Il faut avoir parcouru la monotonie de pays sans passé et dénués d’histoire pour connaître l’inestimable prix des souffles spirituels flottant dans les lieux qui ont porté de nobles événemens. De tels endroits signalés par le souvenir de quelque haute circonstance de vie humaine semblent pénétrés de mémoire et de sens et comme revêtus d’une clarté légère. Au sortir de longs décors vides, de paysages ternes, évocateurs d’existences vulgaires, ils accueillent avec un visage d’amitié. Il n’est pas nécessaire que des princes aient entre-choqué là leurs armées ou que des destins de royaumes s’y soient décidés : un simple drame intime peut avoir été assez marqué de grandeur pour jeter sur les lieux qui l’ont vu ce reflet de beauté immatérielle.
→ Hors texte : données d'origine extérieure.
PR #19102, opened 2026-09-17
feat(bootloader_support): Read the partition table offset from the bootloader description (IDFGH-18310)

nebkat:
Applications locate the partition table at their own `CONFIG_PARTITION_TABLE_OFFSET`, so an application built with a different offset than the bootloader that booted it finds no partitions and aborts:

```
E (1664) partition: No MD5 found in partition table
E (1664) partition: load_partitions returned 0x105
assert failed: esp_partition_get_running_partition partition_target.c:251 (it != NULL)
```

That makes it impossible to move the partition table on devices already in the field, because the update carrying the new layout has to run under the old bootloader first. The need comes up with Secure Boot: a signed bootloader is padded to a sector boundary plus a signature sector, and on targets whose ROM loads the bootloader from 0x2000 (ESP32-P4, C5, H4, S31) only 0x6000 fits in front of the default 0x8000 table.

The bootloader is the one component that has to know where the table is, so this lets it say:

- `esp_bootloader_desc_t` gains `partition_table_offset`, set from `CONFIG_PARTITION_TABLE_OFFSET` when the bootloader is built. It takes 4 of the `reserved2` bytes, so the struct stays 80 bytes and older bootloaders read 0.
- New `esp_partition_table_get_offset()`, which always takes the offset from a bootloader description. The bootloader uses its own, so the offset it records is the one it uses. An application reads the field once from the bootloader that booted it (on targets with a recovery bootloader, the one at `esp_rom_get_bootloader_offset()`) and caches it; under a bootloader that records 0 or has no description it uses the new `CONFIG_PARTITION_TABLE_OFFSET_LEGACY_BOOTLOADER`, which defaults to `CONFIG_PARTITION_TABLE_OFFSET`, so behaviour is unchanged unless it is set. Any other invalid value is an error in both.
- The bootloader and applications use it wherever they read or bound the table: loading it (`bootloader_utility`, `esp_partition`), flash encryption, the protected flash region, the bootloader bounds in `app_update` and `esp_image_verify`, and `bootloader_common_erase_part_type_data()`. ESP-TEE and pure RAM applications keep the configured offset.

Tools can use the same field. `parttool.py`, `otatool.py` and flashers currently assume the table is at 0x8000 unless told otherwise with `--partition-table-offset`. Reading 80 bytes at the chip's bootloader offset + 0x20 on a connected device, or the same position in a `bootloader.bin` or merged image, gives them the actual offset, and `esptool image-info` could print it alongside the rest of the bootloader description.

## Testing

The `esp_bootloader_format` test app is extended to check `partition_table_offset` and `esp_partition_table_get_offset()`; it passes on ESP32 in QEMU and builds for ESP32-P4.

A hello_world variant that lists the partitions and initialises NVS, on ESP32 in QEMU:

| Bootloader | Table at | App built for | Result |
|---|---|---|---|
| this branch | 0x10000 | 0x10000 | reads 0x10000, partitions and NVS OK |
| this branch | 0x10000 | 0x8000 | follows the bootloader to 0x10000, OK |
| v6.1 (no field) | 0x8000 | 0x10000, `LEGACY_BOOTLOADER=0x8000` | falls back to 0x8000, OK |
| v6.1 (no field) | 0x8000 | 0x10000, default | aborts as above, unchanged |
| built for 0x8000, description overridden to 0x10000 | 0x10000 | 0x8000 | bootloader and application both use 0x10000, OK |
| description overridden to 0x10001 | 0x10000 | 0x8000 | bootloader logs `part_table: Invalid offset 0x10001` and aborts |

The bootloader grows by 96 bytes on ESP32 and 112 bytes on ESP32-P4.

## Related

No related issues.

---

> [!NOTE]
> **High Risk**
> Changes early boot partition discovery and bootloader sizing/verification; a wrong legacy offset or bad cached value would prevent partition load or brick OTA transitions.
> 
> **Overview**
> Apps no longer rely only on their own `CONFIG_PARTITION_TABLE_OFFSET` to find the partition table. **Bootloaders record the table location** in `esp_bootloader_desc_t::partition_table_offset` (filled at build time; older bootloaders effectively expose 0).
> 
> **`esp_partition_table_get_offset()`** is the single runtime source: the bootloader build returns `CONFIG_PARTITION_TABLE_OFFSET`; a normal app reads and caches the value from the bootloader that actually booted it, with validation and fallback to the new **`CONFIG_PARTITION_TABLE_OFFSET_LEGACY_BOOTLOADER`** when the field is missing or invalid. Partition loading, OTA/bootloader bounds checks, image verify, and bootloader erase paths are wired to this helper instead of fixed macros.
> 
> This allows an OTA app built with a different table offset than the installed bootloader to still boot (e.g. moving the table for Secure Boot padding on some chips) while staying compatible with legacy bootloaders when legacy offset is configured.
> 
> <sup>Reviewed by [Cursor Bugbot](https://cursor.com/bugbot) for commit b2d789c2c800ad5a5f91d76db83d532ac593a15c. Bugbot is set up for automated code reviews on this repo. Configure [here](https://www.cursor.com/dashboard/bugbot).</sup>


Alvin1Zhang:
Thanks for contribution.

PR #241, opened 2026-04-18
Move sandbox volume attach path to ctld

### LINKED ISSUE #240: Move sandbox volume IO off storage-proxy hot path
## Summary

Sandbox volume IO currently routes every POSIX operation through procd FUSE and storage-proxy gRPC. This makes small-file and metadata-heavy workloads much slower than normal Kubernetes volumes.

This issue tracks the first step of the refactor: keep storage-proxy as the volume control plane, but move sandbox runtime IO toward a node-local mount path so storage-proxy is no longer in the per-read/write/stat hot path.

## Problem

The current runtime path is effectively:

`app -> kernel VFS -> procd FUSE -> gRPC -> storage-proxy -> JuiceFS VFS/cache -> object/meta`

This adds RPC and serialization overhead to operations such as lookup, getattr, open, read, write, flush, fsync, and release. Small files suffer the most because each file requires many metadata and close-path operations.

## Expected behavior

SandboxVolume mounts should preserve dynamic attach semantics for pooled warm sandboxes while removing storage-proxy from the data hot path. The desired direction is:

`app -> kernel VFS -> node-local mounted volume -> backend`

Storage-proxy should remain responsible for volume metadata, auth/session control, snapshot/restore/fork, sync journal, and invalidation coordination.

## Scope

- Add a node-local volume attach abstraction that procd can call during sandbox initialization and runtime mount requests.
- Keep the existing FUSE/gRPC path as a fallback during migration.
- Preserve dynamic mount and unmount for already-running pooled sandboxes.
- Add unit coverage for mount mode selection, fallback behavior, and the node-local attach client contract.

## Non-goals

- Do not remove storage-proxy.
- Do not replace dynamic sandbox mounts with static Kubernetes PVC mounts.
- Do not require recreating warm pods for volume attach.

## Notes

A pure CSI/PVC approach is not sufficient by itself because Kubernetes does not support adding arbitrary new volumeMounts to an already-running warm pod. The refactor should use a CSI-like node-local mount manager or node agent with late bind-mount semantics, while keeping the existing storage-proxy path available until the node-local implementation is fully wired.

laotoutou:
## Summary
- Route procd node-local sandbox volume mounts through ctld instead of a generic node agent, keeping storage-proxy as metadata/API/fallback instead of the runtime file-operation hot path.
- Add ctld volume attach/detach APIs that bind a staged node-local volume into the sandbox mount namespace and detach it by mount session.
- Inject node host IP and ctld port into procd, keep ctld/mount-mode env manager-controlled, and mount the ctld host staging directory in the daemonset.
- Regenerate infra CRDs/deepcopy for the ctld procd config fields.

Closes #240

## Testing
- make manifests
- go test ./ctld/...
- go test ./manager/procd/...
- go test ./manager/cmd/procd
- go test ./manager/pkg/apis/sandbox0/v1alpha1
- go test ./infra-operator/...
- go test ./manager/pkg/service
- go test ./storage-proxy/pkg/volume ./storage-proxy/pkg/grpc ./storage-proxy/pkg/http
- git diff --check
- pre-push hook: make manifests, make proto, make apispec, go fmt ./..., go mod tidy, go mod vendor, golangci-lint run ./...


laotoutou:
Remote kind validation for latest head `14d7b08`:

- Synced the worktree to the kind host and ran `make test-again` from `/root`.
- Build completed for all local binaries, including `ctld`, `procd`, `infra-operator`, and the new `/usr/local/bin/juicefs` helper.
- `sandbox0-system` reached Ready; all fullmode pods were `1/1 Running` with zero restarts:
  - cluster-gateway
  - ctld daemonset pods on both worker nodes
  - manager
  - netd daemonset pods on both worker nodes
  - postgres
  - registry
  - rustfs
  - storage-proxy
- `Sandbox0Infra/fullmode` reported `phase=Ready` and `lastMessage=All services are healthy`.
- Verified `fullmode-ctld` args include:
  - `-volume-staging-root=/host-var/lib/sandbox0/volumes`
  - `-volume-cache-root=/host-var/lib/sandbox0/juicefs-cache`
  - `-volume-config=/config/storage-proxy/config.yaml`
  - `-juicefs-bin=/usr/local/bin/juicefs`
- Verified the ctld image contains `/usr/local/bin/juicefs` (`118M`).
- Checked ctld logs: health/readiness are returning 200 and there is no `JuiceFS volume staging disabled` startup message.

Also fixed one issue found during remote validation: ctld originally reconciled before the storage-proxy ConfigMap existed, so the config mount blocked pod creation. The operator workflow now reconciles storage-proxy before ctld/fuse-device-plugin, and tests cover that ordering plus the ctld config mount.

laotoutou:
Additional remote kind validation with `s0` on latest head `14d7b08` found a functional failure in the node-local path.

What I tested:

1. Patched remote `Sandbox0Infra/fullmode` to `spec.services.manager.config.procdConfig.mountMode=node-local`.
2. Verified the new manager config was live:
   - `mountMode: node-local`
   - `nodeLocalFallbackToStorage: false`
3. Used `s0` against the remote kind cluster:
   - builtin login succeeded
   - template `default` was present
   - sandbox create succeeded
   - volume create succeeded
   - direct volume file write succeeded (`/seed.txt`)
   - dynamic mount failed via `s0 sandbox volume mount ...`

Observed failure:

- CLI error:
  - `sandbox0 API error (500): mount_failed - attach node-local volume through ctld: missing sandbox id for ctld volume attach`
- `cluster-gateway` logs show the failing request reached procd mount API:
  - `POST /api/v1/sandboxvolumes/mount` -> `500`
  - upstream target was the sandbox procd endpoint
- The claimed sandbox pod had procd env consistent with the new path:
  - `mount_mode=node-local`
  - `node_local_fallback_to_storage=false`
- I also observed `ctld_base_url=null` in the procd env dump for that sandbox pod, which looks suspicious and likely needs a separate fix or confirmation.

So the current state is:

- cluster deployment is healthy
- direct volume API works
- node-local dynamic sandbox mount is still broken in live validation

This means PR #241 is not yet functionally complete for the `s0 sandbox volume mount` flow.

laotoutou:
Updated this branch with the node-local-only refactor and a working ctld attach path.

What changed:
- removed procd mount-mode branching; sandbox volume attach now only uses ctld-backed node-local attach
- deleted the old storage-proxy hot-path file I/O/watch implementation from procd (`grpc_fs.go`, `watch.go`, related tests)
- kept storage-proxy for control-plane / volume metadata duties, but moved sandbox mount work to ctld
- fixed `tools/juicefs` mount config so node-local stage mounts no longer panic on nil `FuseOpts`
- ctld now stages JuiceFS node-local mounts and attaches them into the sandbox by:
  - resolving the sandbox process cgroup
  - preferring the procd process over the pause process
  - entering the sandbox mount namespace
  - setting cwd to `/proc/<procd-pid>/root`
  - using `open_tree + move_mount` onto the relative mount target
- removed the public/user-facing procd mount mode config knobs so only node-local remains
- added/updated focused tests around procd identity propagation, node-local attach behavior, ctld process selection, and JuiceFS config construction

Validation:
- local: `go test ./ctld/internal/ctld/volume ./tools/juicefs ./manager/procd/... ./infra-operator/... ./manager/pkg/apis/sandbox0/v1alpha1`
- remote kind (`sandbox0-voltest`): passed real smoke after restoring operator management
  - `volume files write`
  - `sandbox volume mount`
  - sandbox read from mounted file
  - sandbox write through mounted path
  - `volume files cat` sees the sandbox-written file

Remote note: I had to prune stale images inside the kind nodes a few times because repeated image loads filled containerd storage and started failing with `no space left on device`. The final verification was rerun after re-enabling `infra-operator` and succeeded in the normal managed state.

laotoutou:
Final validation update on commit `300b9a8`:

- local targeted tests passed:
  - `go test ./ctld/internal/ctld/volume ./tools/juicefs ./manager/procd/... ./infra-operator/... ./manager/pkg/apis/sandbox0/v1alpha1`
- remote kind smoke passed twice on `sandbox0-voltest`
  - once with the DaemonSet pinned to the unique ctld test image
  - once again after loading `sandbox0ai/infra:latest`, re-enabling `infra-operator`, and letting the normal managed state converge

Final remote smoke flow:
- create sandbox
- create volume
- `volume files write /seed.txt`
- `sandbox volume mount --path /workspace/data`
- sandbox reads mounted file
- sandbox writes through mounted path
- `volume files cat` reads back the sandbox-written content

The key ctld-side fix was to attach into the sandbox mount namespace using the sandbox `procd` pid, set cwd to `/proc/<procd-pid>/root`, and `move_mount` the staged node-local JuiceFS mount onto the relative target path.

laotoutou:
Benchmark update from remote kind (`sandbox0-voltest`, Ubuntu arm64):

Scenario: inside one sandbox, compare local `/tmp` vs mounted SandboxVolume `/workspace/data`; 2000 files x 1 KiB, 3 rounds; each round does create/write/close, read all files, and unlink files. No fsync. Values below are medians.

| path | write median | write ops/s | read median | read ops/s | unlink median | unlink ops/s |
| --- | ---: | ---: | ---: | ---: | ---: | ---: |
| `/tmp` local overlay | 0.564s | 3544 | 0.060s | 33312 | 0.118s | 16930 |
| `/workspace/data` SandboxVolume | 92.697s | 21.6 | 20.092s | 99.5 | 40.625s | 49.2 |

Slowdown vs `/tmp`: write ~164x, read ~335x, unlink ~344x.

Interpretation: this PR successfully moves file I/O out of `storage-proxy` and verifies dynamic node-local mounts work, but the benchmark shows the remaining hot bottleneck is now the JuiceFS small-file metadata/data path in the remote kind deployment, not `procd -> storage-proxy` gRPC. If we want SandboxVolume small-file performance to approach normal Kubernetes local volume behavior, the next architectural step should likely be a node-local writable staging/cache layer with async/checkpointed persistence to JuiceFS, rather than direct small-file operations against JuiceFS for every file.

Maisons anciennes aux volets un peu retombans et disjoints, châteaux solitaires dans les vallons, combien en est-il à travers les campagnes de France, qui, le long de leur passé, ont abrité de ces éminentes tragédies ! Sacrifices, dévouemens, piété, profonds dialogues intérieurs, volontés libérées des mobiles ordinaires du monde, haute sagesse acquise dans les larmes, tout ne s’est pas évaporé sur l’heure : une empreinte est demeurée, un parfum de légende et de respect. Endroits élus, joyaux dissé-

  1. Copyright by Bernard Grasset 1912.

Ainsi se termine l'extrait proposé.